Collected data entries
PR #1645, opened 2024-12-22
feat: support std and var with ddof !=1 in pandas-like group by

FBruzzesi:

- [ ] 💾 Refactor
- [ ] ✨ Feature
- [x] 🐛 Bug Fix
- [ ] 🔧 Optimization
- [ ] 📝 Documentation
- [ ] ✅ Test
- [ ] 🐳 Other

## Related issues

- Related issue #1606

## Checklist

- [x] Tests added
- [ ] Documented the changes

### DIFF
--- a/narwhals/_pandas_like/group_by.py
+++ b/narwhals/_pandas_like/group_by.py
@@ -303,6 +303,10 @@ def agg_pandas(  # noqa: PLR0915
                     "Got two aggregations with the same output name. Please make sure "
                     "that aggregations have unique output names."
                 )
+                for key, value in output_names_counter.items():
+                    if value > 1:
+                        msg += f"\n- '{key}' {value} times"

* * *

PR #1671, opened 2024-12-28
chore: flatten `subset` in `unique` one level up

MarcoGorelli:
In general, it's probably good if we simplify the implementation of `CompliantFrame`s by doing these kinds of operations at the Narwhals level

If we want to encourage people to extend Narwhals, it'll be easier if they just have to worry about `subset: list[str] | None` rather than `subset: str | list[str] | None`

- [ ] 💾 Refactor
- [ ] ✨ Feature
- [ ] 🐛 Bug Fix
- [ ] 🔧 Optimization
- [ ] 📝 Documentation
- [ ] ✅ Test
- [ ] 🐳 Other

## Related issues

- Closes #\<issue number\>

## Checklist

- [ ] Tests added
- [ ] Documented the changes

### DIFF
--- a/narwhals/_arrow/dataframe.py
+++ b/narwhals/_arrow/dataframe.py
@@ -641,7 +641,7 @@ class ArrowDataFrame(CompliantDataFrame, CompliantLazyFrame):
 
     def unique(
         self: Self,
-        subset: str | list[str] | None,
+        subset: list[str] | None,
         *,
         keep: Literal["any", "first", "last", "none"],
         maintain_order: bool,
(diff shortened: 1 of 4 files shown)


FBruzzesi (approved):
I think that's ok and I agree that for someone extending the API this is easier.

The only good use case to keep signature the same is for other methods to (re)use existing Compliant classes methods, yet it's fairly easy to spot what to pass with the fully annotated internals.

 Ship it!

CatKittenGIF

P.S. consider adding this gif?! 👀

TASK. Single out each line of the records above with the string "same" in it, and copy it.

RESPONSE.
                     "Got two aggregations with the same output name. Please make sure "
The only good use case to keep signature the same is for other methods to (re)use existing Compliant classes methods, yet it's fairly easy to spot what to pass with the fully annotated internals.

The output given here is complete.